Suppression Effectiveness Studies of Halon-Alternative Agents in a Detonation/Deflagration Tube.
Suppression Effectiveness Studies of Halon-Alternative
Agents in a Detonation/Deflagration Tube.
Gmurczyk, G. W.; Grosshandler, W. L.
Halon Options Technical Working Conference.
Proceedings. HOTWC 1994. May 3-5, 1994, Albuquerque, NM,
193-204 pp, 1994.
halons; fire suppression; halon 1301; in-flight fires;
fire protection; detonation; deflagration;
effectiveness; predictive models; fire extinguishing
agents; halon alternatives; dynamic characteristics
Experimental studies of the effect of the presence of
halon-alternative agents on the suppression of premixed
high-speed turbulent flames and quasi-detonations have
been carried out in a 7.5 m long, 50 mm diameter tube.

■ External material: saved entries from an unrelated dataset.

PR #633, opened 2018-04-02
Change log-compaction url

neetkee:
Changed log-compaction url. The old is not available, page deleted.


garyrussell:
Thanks; cherry-picked to 2.0.x, 1.3.x

Issue #646, opened 2018-04-13
Detect that a send() operation is being performed when no transaction exists


garyrussell:
It causes an uncommitted transactional producer to be returned to the cache.

See #645

PR #648, opened 2018-04-13
GH-646: Avoid sync when no transaction

garyrussell:
Unfortunately, I had this local change that I failed to push to the PR #647 - it avoids synchronization when there transactions are not being used.

@artembilan I will do the merge/cherry-picking if you like, after your review.


artembilan:
OK. I've merged.
Feel free to cherry-pick.

During the previous one I noticed that we didn't have `2.1.x` CI plan.
Created, ran...

PR #651, opened 2018-04-16
KBGH-356: Fix thread naming with no bean name

garyrussell:
See https://github.com/spring-cloud/spring-cloud-stream-binder-kafka/issues/356

Use token 'consumer' for thread prefix when no bean name.

**cherry-pick to 2.0.x, 1.3.x**


artembilan:
Do we back-port this to `2.1.x` ?

artembilan:
... and cherry-picked to `2.0.x` and `1.3.x`.

The question about `2.1.x` is still opened.
Not sure though why wouldn't we cherry-pick there though...

artembilan:
OK. I took a responsibility and cherry-picked to `2.1.x` as well.
We always can revert the change if that was wrong...

garyrussell:
I keep forgetting we already moved to 2.2 - too many versions 😦

artembilan:
Yeah... That's why I'm still reluctant to merge SIK into SI...

Thanks for merging my PR there though: https://github.com/spring-projects/spring-integration-kafka/pull/202 ! :smile:

PR #655, opened 2018-04-18
Upgrade to Gradle 4.7 and others, build polishing

artembilan:
* Upgrade all the dependencies to their latest version
* Remove Spring IO plugin stuff as it isn't supported any more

Lean and stoichiometric C2H4/air mixtures in the absence
of any halocarbon, initially at 100 kPa and 295 K,
constitute the reference states. A primary objective of
the work has been to determine the relative suppression
efficiencies of different agents under highly dynamic
situations, without the undue influence of either the
ignition event of the mixing of the agent into the flame
front. This was accomplished by generating a highly
turbulent flame/quasi-detonation in the driver section,
which contained no suppressant, followed by measurements
of the velocity and pressure ratio as the wave front
entered the test section of the tube, which contained
suppressant premixed with the same fuel/air combination.
A turbulence generator in the form of a spiral
obstruction was used in the tube to broaden the gas
dynamic conditions attainable by the flame. Flame and
shock wave velocities up to 1300 m/s, pressure ratios
across the shock fronts over 26:1, and shock wave/flame
spacings of the order of 10 cm were measured with
piezo-electric pressure transducers and fast
photodiodes. The experimental facility was successfully
employed to clearly discriminate among the dynamic
characteristics of the five compounds, revealing
behavior distinct from what was observed in companion
studies using atmospheric non-premixed flames. The
suppression process is strongly influenced by the
concentration of an agent, the structure and composition
of an agent molecule, and the composition of the
combustible mixture itself. The results were compared
with the situation when an agent is fully premixed with
the combustible mixture in the tube.